Greece, Egypt, Palestine 1945-1948
As the Regiment had not deployed from England until 1942 they were not due an immediate return to Britain. As a result, after completing their occupation duties in Austria, they were posted to Greece in October 1946 where they conducted internal security duties and famine relief. In October 1947 the Regiment was sent to the Suez Canal Zone where it was redesignated as an Armoured Car Regiment. From the calm of Suez the 17th/21st were posted to Palestine. At the time Palestine was in a state of civil war, with both Jews and Arabs fighting for independence both from each other and British rule. The Regiment was involved in the operation of armoured rail cars, frontier patrols and escort duties. In the one year that they served in Palestine (1948) the Regiment lost two officers and fourteen other ranks killed.
The Cold War 1953-1989
The main role of the 17th/21st Lancers service after the war was as part of the British Army of the Rhine serving as part of NATO’s conventional deterrent against the Warsaw Pact Armies of Eastern Europe. It also served throughout the world with both squadron and troop deployments to Hong Kong, Borneo, Aden, Libya, Belize, Kuwait and Cyprus.

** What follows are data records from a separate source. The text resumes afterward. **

Issue #206, opened 2026-06-21
some servers show an upload speed of 0 bps, unlike the speetest.net website


helptiger:
### Steps to reproduce
--no-download --no-latency --server "http://ffm.wsqm.telekom-dienste.de:8080/speedtest/upload.php"
--no-download --no-latency --server "http://ham.wsqm.telekom-dienste.de:8080/speedtest/upload.php"
--no-download --no-latency --server "http://mue.wsqm.telekom-dienste.de:8080/speedtest/upload.php"

### Additional context
The problem has been occurring regularly since June 6, 2026. Other Deutsche Telekom servers are providing correct readings.
--no-download --no-latency --server "http://ber.wsqm.telekom-dienste.de:8080/speedtest/upload.php"
The app and NuGet library are affected

Thanks for the support!

FrankRay78:
I'm happy to take a look into this, a little busy ATM but I will make some time this/next week, all going well. Thanks for reporting.

helptiger:
Here are some other servers that show 0.0 Mbps in the upload speed test:

- Plusnet GmbH, Düsseldorf
"http://speedtest.dus.plusnet.de:8080/speedtest/upload.php"

- Hivelocity, Frankfurt
"http://speedtest.fra1.hivelocity.net:8080/speedtest/upload.php"

- WEMACOM Telekommunikation GmbH, Frankfurt
"http://de-ffm1-ookla-01.wemacom.net:8080/speedtest/upload.php"

- suec//dacor GmbH, Frankfurt
"http://speedtest1.dacor.de:8080/speedtest/upload.php"?

- Digi Turunc, Amsterdam
"http://speedtest-nl.digiturunc.com:8080/speedtest/upload.php"

- Clouvider Ltd, Amsterdam
"http://ams.speedtest.clouvider.net:8080/speedtest/upload.php"

FrankRay78:
I plan to look at it this week. Do you have the urls for those servers too?

helptiger:
> I plan to look at it this week. Do you have the urls for those servers too?

I added the URLs in my last comment

FrankRay78:
## Investigation: why these servers report 0 bps, and why nothing tells you why

Thanks for the detailed report — the specific server URLs and the "works on speedtest.net" contrast were exactly what was needed to trace this. Here's what's happening in the current code.

### The headline

[...]

PR #237, opened 2026-08-28
Profile XmlDoc File Sharing

FrankRay78:
## Why

`ProfileXmlDocTests` failed intermittently, and only ever on a solution-level `dotnet test ./src`. The failure was never captured in a TRX, so the starting point was a hypothesis rather than a finding.

It reproduces deterministically: `XDocument.Load(string)` opens the file with `FileShare.Read` — a share mode that refuses to coexist with an existing writer — so the read throws `IOException: The process cannot access the file because it is being used by another process` whenever another process holds `NetPace.Core.xml` open for writing. That file is a build-copied artefact sitting in the test project's own output directory, so an overlapping build can hold it.

Verified before changing anything: holding a competing write handle reproduced the exact exception, and reverting the fix still fails the new test today.

## What changes

Test-only. No production code changed.

- The XML doc is opened with `FileShare.ReadWrite` instead of via `XDocument.Load(string)`, so a concurrent writer can no longer fail the read.
- A regression test holds a competing write handle and asserts the load still succeeds — a deterministic assertion in place of a timing-dependent race.

**The regression test only discriminates on Windows.** Only Windows enforces share modes; on Unix .NET does not, so the pre-fix load would have succeeded there. The test still runs and still asserts the outcome on every platform — nothing is skipped (Principle X) — but since CI is `ubuntu-latest` only, **CI would not catch a revert of `LoadXmlDoc`**. The premise is asserted under `OperatingSystem.IsWindows()` rather than assumed, so the test reports if it ever stops proving anything on the platform where it does discriminate. This is documented at the site. Adding a Windows CI leg would close the gap but changes CI cost for the whole repo, so it is left as a deliberate follow-up rather than folded into this branch.

**The test uses a private temp file, not the real build artefact.** An earlier draft opened `NetPace.Core.xml` itself for writing, which risked the test contending for the very file the suite reads. The file-sharing behaviour under test is identical on any path.

**This pins a mechanism deliberately** (Principle IX regression exception) — it exists to stop a specific past failure returning.

## How to verify

- [ ] `dotnet build ./src` — zero warnings
- [ ] `dotnet test ./src` — 617 tests, 0 skipped
- [ ] On Windows, revert `LoadXmlDoc` to `XDocument.Load(xmlPath)` and confirm `LoadXmlDoc_WhileAConcurrentWriterHoldsTheFile_StillLoadsTheDocument` fails with `IOException`
- [ ] Confirm no production code is touched

## Related

Pre-existing, introduced in #199 Profile CLI Switch. Unrelated to #206.

Separately observed while soak-testing this branch: `OoklaSpeedtestTests.GetServerLatencyAsync_..._MultipleTestIterations` is independently flaky — it asserts a wall-clock latency within ±25% of a simulated delay and overshoots under machine load (142ms and 85ms against a 45–75ms band, twice in an 8-run soak). Not touched here; worth its own issue.

### DIFF
--- a/src/NetPace.Core.Tests/ProfileXmlDocTests.cs
+++ b/src/NetPace.Core.Tests/ProfileXmlDocTests.cs
@@ -1,4 +1,3 @@
-using System.Xml;
 using System.Xml.Linq;
 using Shouldly;
 
@@ -7,13 +6,10 @@ namespace NetPace.Core.Tests;
 /// <summary>
 /// Verifies <see cref="Profile.Mega"/>'s XML documentation includes the undocumented-payload
 /// caveat, so the warning ships to NuGet consumers via NetPace.Core.xml, and that the loader
-/// used to read that file tolerates a build concurrently rewriting it.
+/// used to read that file tolerates a concurrent writer.
 /// </summary>
 public sealed class ProfileXmlDocTests
 {
-    private const int LoadAttempts = 5;
-    private const int LoadRetryDelayMs = 50;
-
     [Fact]
     public void Profile_Mega_XmlDoc_DocumentsBonusPayloadDependency()
     {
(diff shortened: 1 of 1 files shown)


FrankRay78:
- Bugs or correctness issues

FrankRay78:
@claude How come your review is failing?

FrankRay78:

- Bugs or correctness issues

The main operational commitment post war for the Regiment was in Northern Ireland. Since 1969 and the beginning of the ‘troubles’, the 17th/21st were regularly deployed to the Province in both mounted and dismounted roles. The Regiment was employed in Saladin, Saracen and Ferret armoured cars during the first two and bloodiest years of the troubles. The Regiment also conducted dismounted four-month emergency tours.
The Gulf War 1991
With the Iraqi invasion of Kuwait in 1990 and the deployment of 1st (UK) Armoured Division to the Gulf came the only opportunity for desert warfare since the North Africa campaign of 1943. Although the 17th/21st did not deploy as a Regiment; it did however furnish more than two Squadrons of men and most of its equipment to reinforce the Royal Scots Dragoons Guards and the Queen’s Royal Irish Hussars. The 17th/21st Lancers Band were deployed in their wartime role as medics.
Victory in the Gulf War did not however save the Army from the consequences of the end of the Cold War. Reductions and amalgamations were still implemented in the summer of 1991. The Royal Armoured Corps was reduced from nineteen to eleven regiments. The fate of the 17th/21st was to amalgamate with the 16th/5th Lancers; this was completed by June 1993 when they formed a new Regiment, called The Queen’s Royal Lancers.